Every URL is made up of some combination of the following: the scheme name (commonly called protocol), followed by a colon, then, depending on scheme, a hostname (alternatively, IP address), a port number, the pathname of the file to be fetched or the program to be run, then (for programs such as CGI scripts) a query string[4][5], and with HTML files, an anchor (optional) for where the page should start to be displayed.[6]
The combined syntax looks like:
resource_type://domain:port/filepathname?query_string#anchor
An absolute URL is one that points to the exact location of a file. It is unique, meaning that if two URLs are identical, they point to the same file.[7] An example is: http://wiki.xiaoyaozi.com/en//File:Raster_to_Vector_Mechanical_Example.jpg
A relative URL points to the location of a file from a point of reference. This reference is usually the directory beneath the file.[7] It is preceded by two dots (../directory_path/file.txt) for the directory above, one dot (./directory_path/file.txt) for the current directory or without the beginning slash (directory_path/file.txt), which is also the current directory.
In its current strict technical meaning, a URL is a URI that, “in addition to identifying a resource, [provides] a means of locating the resource by describing its primary access mechanism (e.g., its network ‘location’).”[8][9]
On the Internet, a hostname is a domain name assigned to a host computer. This is usually a combination of the host's local name with its parent domain's name. For example, "en.wikipedia.org" consists of a local hostname ("en") and the domain name "wikipedia.org". This kind of hostname is translated into an IP address via the local hosts file, or the Domain Name System (DNS) resolver. It is possible for a single host computer to have several hostnames; but generally the operating system of the host prefers to have one hostname that the host uses for itself.
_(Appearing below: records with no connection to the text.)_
PR #575, opened 2021-03-18
ci: run py36 on the github actions

isidentical:


isidentical:
Oh, I thought 3.6 was already supported (judging by the classifiers) but apparently it is not; https://github.com/intake/filesystem_spec/pull/522. This might be a dead cause

martindurant:
You would need to change `python_requires=` in setup.py to get the CI to run. The classifiers have not been updates since the last release.

isidentical:
> You would need to change python_requires= in setup.py to get the CI to run.

Yes, I am aware. I thought it was the `3.6>=` before I made the PR, and I am a bit confused now regarding the official status of support.

isidentical:
Apparently all tests pass, though pyarrow seems to be a bit problematic when installed in <1, is there anything I should be aware when bumping it to 1>=?

martindurant:
Do you mean pyarrow -> v>1.0? That should be OK. The HDFS implementation is slated to be dropped, but not yet.

isidentical:
yep

martindurant:
OK, thanks for doing this - let's keep py36 alive a little longer!

isidentical:
Thanks @martindurant!

PR #582, opened 2021-03-24
Allow for URL ref without offset/size

manzt:
I took a look at the Reference V1 implementation, and noticed a `[url]` reference (no offset/size) wasn't currently supported. It is my understanding this is part of the spec and I have attempted to add support in this PR.


martindurant:
Perfect!

martindurant:
cc @DPeterK - this is the first part, exposing an arbitrary URL to look like a file in a filesystem or a key in a mapper. There's no "decoder" here. Note that the spec allows for url templating and generative keys and locations.

PR #587, opened 2021-03-29
Propagate the errors that happens on the initalizer when closing

### LINKED ISSUE #573: Handling errors that happened on the _initiate_upload separately
When opening a subclass of the AbstractBufferedFile, there might be some problems happening in the `_initiate_upload` function. Which would result in the absence of the necessary logic to finalize the upload. Here is a short example from s3fs;
```
with fs.open('test/foo/bar', 'wb') as stream:
    stream.write(b'x' * stream.blocksize)
```
If the `test` is a bucket that actually doesn't exist, we get a really weird and cryptic error
```
  File "/home/isidentical/s3fs/s3fs/core.py", line 235, in _call_s3
    return await method(**additional_kwargs)
  File "/home/isidentical/.venv38/lib/python3.8/site-packages/aiobotocore/client.py", line 154, in _make_api_call
    raise error_class(parsed_response, operation_name)
botocore.errorfactory.NoSuchBucket: An error occurred (NoSuchBucket) when calling the CreateMultipartUpload operation: The specified bucket does not exist

The above exception was the direct cause of the following exception:

  File "t1.py", line 8, in <module>
    stream.write(b'x' * stream.blocksize)
  File "/home/isidentical/filesystem_spec/fsspec/spec.py", line 1360, in write
    self.flush()
  File "/home/isidentical/filesystem_spec/fsspec/spec.py", line 1395, in flush
    self._initiate_upload()
  File "/home/isidentical/s3fs/s3fs/core.py", line 1600, in _initiate_upload
    self.mpu = self._call_s3(
  File "/home/isidentical/s3fs/s3fs/core.py", line 1592, in _call_s3
    return self.fs.call_s3(method, self.s3_additional_kwargs, *kwarglist, **kwargs)
  File "/home/isidentical/filesystem_spec/fsspec/asyn.py", line 121, in wrapper
    return maybe_sync(func, self, *args, **kwargs)
  File "/home/isidentical/filesystem_spec/fsspec/asyn.py", line 100, in maybe_sync
    return sync(loop, func, *args, **kwargs)
  File "/home/isidentical/filesystem_spec/fsspec/asyn.py", line 71, in sync
    raise exc.with_traceback(tb)
  File "/home/isidentical/filesystem_spec/fsspec/asyn.py", line 55, in f
    result[0] = await future
  File "/home/isidentical/s3fs/s3fs/core.py", line 253, in _call_s3
    raise translate_boto_error(err)
FileNotFoundError: The specified bucket does not exist

During handling of the above exception, another exception occurred:

  File "t1.py", line 8, in <module>
    stream.write(b'x' * stream.blocksize)
  File "/home/isidentical/filesystem_spec/fsspec/spec.py", line 1557, in __exit__
    self.close()
  File "/home/isidentical/filesystem_spec/fsspec/spec.py", line 1524, in close
    self.flush(force=True)
  File "/home/isidentical/filesystem_spec/fsspec/spec.py", line 1397, in flush
    if self._upload_chunk(final=force) is not False:
  File "/home/isidentical/s3fs/s3fs/core.py", line 1717, in _upload_chunk
    UploadId=self.mpu["UploadId"],
TypeError: 'NoneType' object is not subscriptable
```

The reason seems to be that, no matter what kind of exception happened `__exit__` tries to close the file but since `_initate_upload` failed previously, the expectations of closing logic doesn't get satisfiedied;
https://github.com/intake/filesystem_spec/blob/3c6f9eae0d1516308b35ef9bec4548cf04ce164e/fsspec/spec.py#L1559-L1560

This could be overriden in the implementation by just holding a state like `initalized: bool = False` and checking this before `_upload_chunk` calls. Though it might be eaiser for all implementations if this  would be hosted in the fsspec itself, perhaps by guarding the functions in the AbstractBufferedFile level;
```py
    def initiate_upload(self, *args, **kwargs):
        self._initiate_upload(self, *args, **kwargs)
        self.initiated = True
    
    def upload_chunk(self, *args, **kwargs):
        if not self.initiated:
            return None
        self._upload_chunk(self, *args, **kwargs)
```

isidentical:
Resolves #573

### DIFF
--- a/docs/source/changelog.rst
+++ b/docs/source/changelog.rst
@@ -17,7 +17,7 @@ Fixes:
 - get_mapper for caching filesystems (#559)
 - fix cross-device file move (#547)
 - store paths without trailing "/" for DBFS (#557)
-- errors that happen on ``_initatiate_upload`` when closing the
+- errors that happen on ``_initiate_upload`` when closing the
   ``AbstractBufferedFile`` will now be propagated (#587)
 
 Version 0.8.7
--- a/docs/source/changelog.rst
+++ b/docs/source/changelog.rst
@@ -17,6 +17,8 @@ Fixes:
 - get_mapper for caching filesystems (#559)
 - fix cross-device file move (#547)
 - store paths without trailing "/" for DBFS (#557)
+- errors that happen on ``_initatiate_upload`` when closing the
+  ``AbstractBufferedFile`` will now be propagated (#587)
 
 Version 0.8.7
 -------------
--- a/fsspec/spec.py
+++ b/fsspec/spec.py
@@ -1395,7 +1395,11 @@ class AbstractBufferedFile(io.IOBase):
         if self.offset is None:
             # Initialize a multipart upload
             self.offset = 0
-            self._initiate_upload()
+            try:
+                self._initiate_upload()
+            except:  # noqa: E722
+                self.closed = True
+                raise
 
         if self._upload_chunk(final=force) is not False:
             self.offset += self.buffer.seek(0, 2)
--- a/fsspec/tests/test_spec.py
+++ b/fsspec/tests/test_spec.py
@@ -303,9 +303,9 @@ def tests_file_open_error(monkeypatch):
         with fs.open("misc/foo.txt", "wb") as stream:
             stream.write(b"hello" * stream.blocksize * 2)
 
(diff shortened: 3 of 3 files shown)


martindurant:
Thanks, looks good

Any domain name can also be a hostname, as long as the restrictions mentioned below are followed. So, for example, both "en.wikimedia.org" and "wikimedia.org" are hostnames because they both have IP addresses assigned to them. The domain name "pmtpa.wikimedia.org" is not a hostname since it does not have an IP address, but "rr.pmtpa.wikimedia.org" is a hostname. All hostnames are domain names, but not all domain names are hostnames.